Thomas Jefferson Papers

From Thomas Jefferson to Josef Ignacio de Viar and Josef de Jaudenes, 5 June 1793

To Josef Ignacio de Viar and Josef de Jaudenes

Philadelphia, June 5th. 1793.

Gentlemen

I have laid before the President, the letter, which you did me the honor of writing on the 25th. of May. I had, on late, as well as former, occasions, had that of assuring you of the orders given by the President, for befriending your peace with the Indian nations, in your neighborhood: and I do, with the utmost sincerity, assure you, that the question of a contrary aspect, supposed, in your letter, to have been proposed to the Cherokees, has been unauthorized by the President, and unknown to him: and, from the good Opinion entertained of the discretion of Governor Blount, to whom it is imputed, and the whole tenor of his conduct, as far as known to the Government,1 it is strongly presumed, there has been error in your information.

We remain firmly persuaded, that it is for the interest of both nations, to cultivate each other’s peace, with the neighboring Indians, and we are acting faithfully on that principle, in expectation that your Government will prescribe the same rule to it’s officers in our neighborhood, and take measures to be obeyed by them.

The other parts of your communications, have such relation to the subjects in negotiation at Madrid, that it is deemed more expedient to express the President’s sense of them to our Commissioners there. I have the honor to be, with the most perfect respect Gentlemen, Your most obedient and most humble servant

Th: Jefferson

PrC (DLC); in the hand of George Taylor, Jr., signed by TJ; at foot of text: “Messrs. Viar & Jaudenes.” Dft (DLC); in TJ’s hand, unsigned, with date altered by Taylor from 1 to 5 June 1793. FC (Lb in DNA: RG 59, DL). Tr (AHN: Papeles de Estado, legajo 3895); in Spanish; attested by Viar and Jaudenes. Recorded in SJPL. Draft enclosed in TJ to Alexander Hamilton, 1 June [1793], and Hamilton to TJ, 3 June 1793.

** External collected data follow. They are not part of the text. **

PR #1605, opened 2022-06-09
Remove Unneeded Polygon Defaults

0xDaedalus:
These defaults are cruft from a version of the extension that did not yet have a network switcher.

Now that the user can switch networks through the TopMenu there's no reason to have them.


greg-nagy (approved):
brave and smart ⚔️

PR #1606, opened 2022-06-09
🧑‍🤝‍🧑 My Best Friend - One active network per origin.

0xDaedalus:
This PR adds functionality to support 1 active chain per origin - allowing for a wonderful UX for people wanting to use mlutiple dapps on different chains at once.

Some key parts:
 - a given origin can only have 1 active chain (no chain-per-tab _yet_)
 - we have a special origin for our internal dapp
 
 Outstanding question - is this in-scope for Polygon launch?

### DIFF
--- a/background/main.ts
+++ b/background/main.ts
@@ -116,6 +116,7 @@ import {
   migrateReduxState,
   REDUX_STATE_VERSION,
 } from "./redux-slices/migrations"
+import { TALLY_INTERNAL_ORIGIN } from "./services/internal-ethereum-provider/constants"
 
 // This sanitizer runs on store and action data before serializing for remote
 // redux devtools. The goal is to end up with an object that is directly
@@ -1009,7 +1010,8 @@ export default class Main extends BaseService<never> {
     uiSliceEmitter.on("newSelectedNetwork", (network) => {
       this.internalEthereumProviderService.routeSafeRPCRequest(
         "wallet_switchEthereumChain",
-        [{ chainId: network.chainID }]
+        [{ chainId: network.chainID }],
+        TALLY_INTERNAL_ORIGIN
       )
       this.store.dispatch(clearCustomGas())
     })
--- a/background/services/internal-ethereum-provider/db.ts
+++ b/background/services/internal-ethereum-provider/db.ts
@@ -1,29 +1,48 @@
 import Dexie from "dexie"
-import { ETHEREUM } from "../../constants"
+import { TALLY_INTERNAL_ORIGIN } from "./constants"
 
+type ActiveChainId = {
+  chainId: string
+  origin: string
+}
 export class InternalEtheremProviderDatabase extends Dexie {
-  private activeChainId!: Dexie.Table<{ chainId: string }, string>
+  private activeChainId!: Dexie.Table<ActiveChainId, string>
 
   constructor() {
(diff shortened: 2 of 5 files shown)


background/services/provider-bridge/index.ts
```diff
@@ -321,6 +322,7 @@ export default class ProviderBridgeService extends BaseService<Events> {
           return await this.routeSafeRequest(
             method,
             params,
+            enablingPermission.origin,
```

TJ first submitted the draft of this letter, dated 1 June 1793, to the President on 31 May 1793. With Washington’s approval he submitted the draft on the following day to a Cabinet meeting unattended by the President and the Secretary of the Treasury. After securing the general approval of the Attorney General and the Secretary of War, TJ consulted with the President on the same day and sent the draft to the Secretary of the Treasury, who gave it his sanction in a letter TJ received on 4 June (Washington, Journal description begins Dorothy Twohig, ed., The Journal of the Proceedings of the President, 1793–1797, Charlottesville, 1981 description ends , 157, 159).

1Preceding fourteen words interlined in Dft.